Only an exact repetition of every entry counts as the answer.

#### Records for the exercise

PR #2649, opened 2023-10-05
test: add shadow traffic tests

szuecs:
test: add shadow traffic tests

### DIFF
--- a/proxy/shadow_test.go
+++ b/proxy/shadow_test.go
@@ -1,0 +1,398 @@
+package proxy
+
+import (
+	"fmt"
+	"io"
+	"math/rand"
+	"net/http"
+	stdlibhttptest "net/http/httptest"
+	"os"
+	"sync/atomic"
+	"testing"
+	"time"
+
+	"github.com/zalando/skipper/filters"
+	"github.com/zalando/skipper/filters/scheduler"
+	"github.com/zalando/skipper/filters/tee"
+	"github.com/zalando/skipper/metrics/metricstest"
+	"github.com/zalando/skipper/net/httptest"
+	"github.com/zalando/skipper/predicates/primitive"
+	teepred "github.com/zalando/skipper/predicates/tee"
+	"github.com/zalando/skipper/predicates/traffic"
+	"github.com/zalando/skipper/routing"
+	"github.com/zalando/skipper/routing/testdataclient"
+	sched "github.com/zalando/skipper/scheduler"
+)
+
+func TestShadowSingle(t *testing.T) {
+	s := stdlibhttptest.NewServer(http.HandlerFunc(func(w http.ResponseWriter, r *http.Request) {
+		w.Header().Add("Backend", "main")
+		w.WriteHeader(http.StatusOK)
+		w.Write([]byte("OK"))
+	}))
+	defer s.Close()
+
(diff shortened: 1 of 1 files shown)


proxy/shadow_test.go
```diff
@@ -0,0 +1,405 @@
...
+
+	ts := stdlibhttptest.NewServer(pr)
+	defer ts.Close()
+
+	reqURL, err := url.Parse(ts.URL)
+	if err != nil {
+		t.Fatalf("Failed to parse url %s: %v", ts.URL, err)
+	}
+
+	client := http.DefaultClient
```
AlexanderYastrebov, line 98: Why not use ts.Client() here?

proxy/shadow_test.go
```diff
@@ -0,0 +1,405 @@
...
+	})
+	defer pr.Close()
+
+	ts := stdlibhttptest.NewServer(pr)
+	defer ts.Close()
+
+	reqURL, err := url.Parse(ts.URL)
+	if err != nil {
+		t.Fatalf("Failed to parse url %s: %v", ts.URL, err)
+	}
```
AlexanderYastrebov, line 96: I think we should just use `ts.URL` in the request there is no need to parse it

proxy/shadow_test.go
```diff
@@ -0,0 +1,405 @@
...
+	fr.Register(scheduler.NewFifo())
+
+	doc := fmt.Sprintf(`
+main: PathSubtree("/")
+-> "%s";
+split: PathSubtree("/") && Traffic(0.5)
+-> teeLoopback("test")
+-> "%s";
+shadow: PathSubtree("/") && Tee("test") && True()
+-> "%s";
```
AlexanderYastrebov, line 61: Maybe if we indent inside of string block it would look nicer?

proxy/shadow_test.go
szuecs: done

proxy/shadow_test.go
szuecs: done

proxy/shadow_test.go
szuecs: done

szuecs:
:+1:

proxy/shadow_test.go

########

→ **Answer space**:
PR #2649, opened 2023-10-05
test: add shadow traffic tests

szuecs:
test: add shadow traffic tests

### DIFF
--- a/proxy/shadow_test.go
+++ b/proxy/shadow_test.go
@@ -1,0 +1,398 @@
+package proxy
+
+import (
+	"fmt"
+	"io"
+	"math/rand"
+	"net/http"
+	stdlibhttptest "net/http/httptest"
+	"os"
+	"sync/atomic"
+	"testing"
+	"time"
+
+	"github.com/zalando/skipper/filters"
+	"github.com/zalando/skipper/filters/scheduler"
+	"github.com/zalando/skipper/filters/tee"
+	"github.com/zalando/skipper/metrics/metricstest"
+	"github.com/zalando/skipper/net/httptest"
+	"github.com/zalando/skipper/predicates/primitive"
+	teepred "github.com/zalando/skipper/predicates/tee"
+	"github.com/zalando/skipper/predicates/traffic"
+	"github.com/zalando/skipper/routing"
+	"github.com/zalando/skipper/routing/testdataclient"
+	sched "github.com/zalando/skipper/scheduler"
+)
+
+func TestShadowSingle(t *testing.T) {
+	s := stdlibhttptest.NewServer(http.HandlerFunc(func(w http.ResponseWriter, r *http.Request) {
+		w.Header().Add("Backend", "main")
+		w.WriteHeader(http.StatusOK)
+		w.Write([]byte("OK"))
+	}))
+	defer s.Close()
+
(diff shortened: 1 of 1 files shown)


proxy/shadow_test.go
```diff
@@ -0,0 +1,405 @@
...
+
+	ts := stdlibhttptest.NewServer(pr)
+	defer ts.Close()
+
+	reqURL, err := url.Parse(ts.URL)
+	if err != nil {
+		t.Fatalf("Failed to parse url %s: %v", ts.URL, err)
+	}
+
+	client := http.DefaultClient
```
AlexanderYastrebov, line 98: Why not use ts.Client() here?

proxy/shadow_test.go
```diff
@@ -0,0 +1,405 @@
...
+	})
+	defer pr.Close()
+
+	ts := stdlibhttptest.NewServer(pr)
+	defer ts.Close()
+
+	reqURL, err := url.Parse(ts.URL)
+	if err != nil {
+		t.Fatalf("Failed to parse url %s: %v", ts.URL, err)
+	}
```
AlexanderYastrebov, line 96: I think we should just use `ts.URL` in the request there is no need to parse it

proxy/shadow_test.go
```diff
@@ -0,0 +1,405 @@
...
+	fr.Register(scheduler.NewFifo())
+
+	doc := fmt.Sprintf(`
+main: PathSubtree("/")
+-> "%s";
+split: PathSubtree("/") && Traffic(0.5)
+-> teeLoopback("test")
+-> "%s";
+shadow: PathSubtree("/") && Tee("test") && True()
+-> "%s";
```
AlexanderYastrebov, line 61: Maybe if we indent inside of string block it would look nicer?

proxy/shadow_test.go
szuecs: done

proxy/shadow_test.go
szuecs: done

proxy/shadow_test.go
szuecs: done

szuecs:
:+1:

proxy/shadow_test.go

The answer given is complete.